Dataset entries:
══════════
PR #154, opened 2024-04-05
leadingTrivia indentation trimming calculation should not discard zero values

djangovanderheijden:
With v1.3.1 documentation is now also included for the generated `AllCasePaths` struct.
In order to achieve this the leadingTrivia for each case is appended to the generated properties. To ensure indentation matches, the code discards leading whitespaces from the trivia.
When determining how many characters to trim, the code loops over each line in the leadingTrivia, discarding empty lines and counting the amount of prefixed whitespaces. The smallest value counted is then taken and used as the amount of whitespace to trim from each line.

There is an issue in this last bit of logic where lines without prefixed whitespaces are always ignored. This will cause these lines to be trimmed erroneously. Take the following example:
```swift
@CasePathable
enum MyEnum {
    // TODO: Implement this case
//    case one
    case two
}
```

Because the line `//    case one` is ignored when calculating the minimum amount of whitespace, it is trimmed in the generated code:

```swift
public struct AllCasePaths {
    // TODO: Implement this case
      case one
    public var two: CasePaths.AnyCasePath<MyEnum, Void> {
        ...
    }

    …
}
```

This obviously causes a build failure.

The change removes the bit of logic where lines with zero whitespacing are ignored when calculating the minimum amount of whitespace. As far as I can tell this doesn’t have a negative impact. Tests still pass including`testDocumentation`.

### DIFF
--- a/Sources/CasePathsMacros/CasePathableMacro.swift
+++ b/Sources/CasePathsMacros/CasePathableMacro.swift
@@ -143,7 +143,7 @@ extension CasePathableMacro: MemberMacro {
       let indent =
         leadingTriviaLines
         .compactMap { $0.isEmpty ? nil : $0.prefix(while: \.isWhitespace).count }
-        .min(by: { (lhs: Int, rhs: Int) -> Bool in lhs == 0 ? lhs > rhs : lhs < rhs })
+        .min(by: { (lhs: Int, rhs: Int) -> Bool in lhs < rhs })
         ?? 0
       let leadingTrivia =
         leadingTriviaLines
--- a/Sources/CasePathsMacros/CasePathableMacro.swift
+++ b/Sources/CasePathsMacros/CasePathableMacro.swift
@@ -149,6 +149,7 @@ extension CasePathableMacro: MemberMacro {
         leadingTriviaLines
         .map { String($0.dropFirst(indent)) }
         .joined(separator: "\n")
+        .trimmingSuffix(while: { $0.isWhitespace && !$0.isNewline })
       return """
         \(raw: leadingTrivia)public var \(caseName): \
         \(raw: qualifiedCasePathTypeName)<\(enumName), \(raw: associatedValueName)> {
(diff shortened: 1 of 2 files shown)


djangovanderheijden:
The underlying problem here is that Swift considers the first commented out case to be trivia relating to the second case even though it isn't. I don't think that's easy to fix though :)

stephencelis:
@djangovanderheijden Thanks! Any chance you can add a macro test case for this? Would be good to capture the fix in test coverage.

djangovanderheijden:
Hey @stephencelis, no problem! I added a small test that fails in the old situation and passes with the changes made.

I also noticed that the indentation of the line on which the property itself is declared (e.g. `public var two: CasePaths.AnyCasePath<MyEnum, Void> {`) was slightly different from the indentation found in other tests with the change. To combat this, I added a small tweak that removes trailing whitespaces excluding newlines from the very end of the leadingTrivia. All tests still pass and the change seems harmless enough so I figured I'd include it.

Sources/CasePathsMacros/CasePathableMacro.swift
```diff
@@ -143,12 +143,13 @@ extension CasePathableMacro: MemberMacro {
...
         leadingTriviaLines
         .compactMap { $0.isEmpty ? nil : $0.prefix(while: \.isWhitespace).count }
-        .min(by: { (lhs: Int, rhs: Int) -> Bool in lhs == 0 ? lhs > rhs : lhs < rhs })
+        .min(by: { (lhs: Int, rhs: Int) -> Bool in lhs < rhs })
         ?? 0
       let leadingTrivia =
         leadingTriviaLines
         .map { String($0.dropFirst(indent)) }
         .joined(separator: "\n")
+        .trimmingSuffix(while: { $0.isWhitespace && !$0.isNewline })
```
djangovanderheijden, line 152: This ensures trailing whitespaces are trimmed from the trivia. It ensures no whitespaces are added after the final newline, potentially messing up the indentation of the property declaration.

Sources/CasePathsMacros/CasePathableMacro.swift
```diff
@@ -422,3 +423,16 @@ final class SelfRewriter: SyntaxRewriter {
     return super.visit(node.with(\.name, self.selfEquivalent))
   }
 }
+
+extension StringProtocol {
```
djangovanderheijden, line 427: I wish Swift would have a built-in equivalent to `trimmingPrefix(while)`, but this will do

stephencelis (approved):
Thanks!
══════════
_PROBLEM DESCRIPTION:_ Write out all of the records exactly as they stand above.

_EXERCISE ANSWER:_
PR #154, opened 2024-04-05
leadingTrivia indentation trimming calculation should not discard zero values

djangovanderheijden:
With v1.3.1 documentation is now also included for the generated `AllCasePaths` struct.
In order to achieve this the leadingTrivia for each case is appended to the generated properties. To ensure indentation matches, the code discards leading whitespaces from the trivia.
When determining how many characters to trim, the code loops over each line in the leadingTrivia, discarding empty lines and counting the amount of prefixed whitespaces. The smallest value counted is then taken and used as the amount of whitespace to trim from each line.

There is an issue in this last bit of logic where lines without prefixed whitespaces are always ignored. This will cause these lines to be trimmed erroneously. Take the following example:
```swift
@CasePathable
enum MyEnum {
    // TODO: Implement this case
//    case one
    case two
}
```

Because the line `//    case one` is ignored when calculating the minimum amount of whitespace, it is trimmed in the generated code:

```swift
public struct AllCasePaths {
    // TODO: Implement this case
      case one
    public var two: CasePaths.AnyCasePath<MyEnum, Void> {
        ...
    }

    …
}
```

This obviously causes a build failure.

The change removes the bit of logic where lines with zero whitespacing are ignored when calculating the minimum amount of whitespace. As far as I can tell this doesn’t have a negative impact. Tests still pass including`testDocumentation`.

### DIFF
--- a/Sources/CasePathsMacros/CasePathableMacro.swift
+++ b/Sources/CasePathsMacros/CasePathableMacro.swift
@@ -143,7 +143,7 @@ extension CasePathableMacro: MemberMacro {
       let indent =
         leadingTriviaLines
         .compactMap { $0.isEmpty ? nil : $0.prefix(while: \.isWhitespace).count }
-        .min(by: { (lhs: Int, rhs: Int) -> Bool in lhs == 0 ? lhs > rhs : lhs < rhs })
+        .min(by: { (lhs: Int, rhs: Int) -> Bool in lhs < rhs })
         ?? 0
       let leadingTrivia =
         leadingTriviaLines
--- a/Sources/CasePathsMacros/CasePathableMacro.swift
+++ b/Sources/CasePathsMacros/CasePathableMacro.swift
@@ -149,6 +149,7 @@ extension CasePathableMacro: MemberMacro {
         leadingTriviaLines
         .map { String($0.dropFirst(indent)) }
         .joined(separator: "\n")
+        .trimmingSuffix(while: { $0.isWhitespace && !$0.isNewline })
       return """
         \(raw: leadingTrivia)public var \(caseName): \
         \(raw: qualifiedCasePathTypeName)<\(enumName), \(raw: associatedValueName)> {
(diff shortened: 1 of 2 files shown)


djangovanderheijden:
The underlying problem here is that Swift considers the first commented out case to be trivia relating to the second case even though it isn't. I don't think that's easy to fix though :)

stephencelis:
@djangovanderheijden Thanks! Any chance you can add a macro test case for this? Would be good to capture the fix in test coverage.

djangovanderheijden:
Hey @stephencelis, no problem! I added a small test that fails in the old situation and passes with the changes made.

I also noticed that the indentation of the line on which the property itself is declared (e.g. `public var two: CasePaths.AnyCasePath<MyEnum, Void> {`) was slightly different from the indentation found in other tests with the change. To combat this, I added a small tweak that removes trailing whitespaces excluding newlines from the very end of the leadingTrivia. All tests still pass and the change seems harmless enough so I figured I'd include it.

Sources/CasePathsMacros/CasePathableMacro.swift
```diff
@@ -143,12 +143,13 @@ extension CasePathableMacro: MemberMacro {
...
         leadingTriviaLines
         .compactMap { $0.isEmpty ? nil : $0.prefix(while: \.isWhitespace).count }
-        .min(by: { (lhs: Int, rhs: Int) -> Bool in lhs == 0 ? lhs > rhs : lhs < rhs })
+        .min(by: { (lhs: Int, rhs: Int) -> Bool in lhs < rhs })
         ?? 0
       let leadingTrivia =
         leadingTriviaLines
         .map { String($0.dropFirst(indent)) }
         .joined(separator: "\n")
+        .trimmingSuffix(while: { $0.isWhitespace && !$0.isNewline })
```
djangovanderheijden, line 152: This ensures trailing whitespaces are trimmed from the trivia. It ensures no whitespaces are added after the final newline, potentially messing up the indentation of the property declaration.

Sources/CasePathsMacros/CasePathableMacro.swift
```diff
@@ -422,3 +423,16 @@ final class SelfRewriter: SyntaxRewriter {
     return super.visit(node.with(\.name, self.selfEquivalent))
   }
 }
+
+extension StringProtocol {
```
djangovanderheijden, line 427: I wish Swift would have a built-in equivalent to `trimmingPrefix(while)`, but this will do

stephencelis (approved):
Thanks!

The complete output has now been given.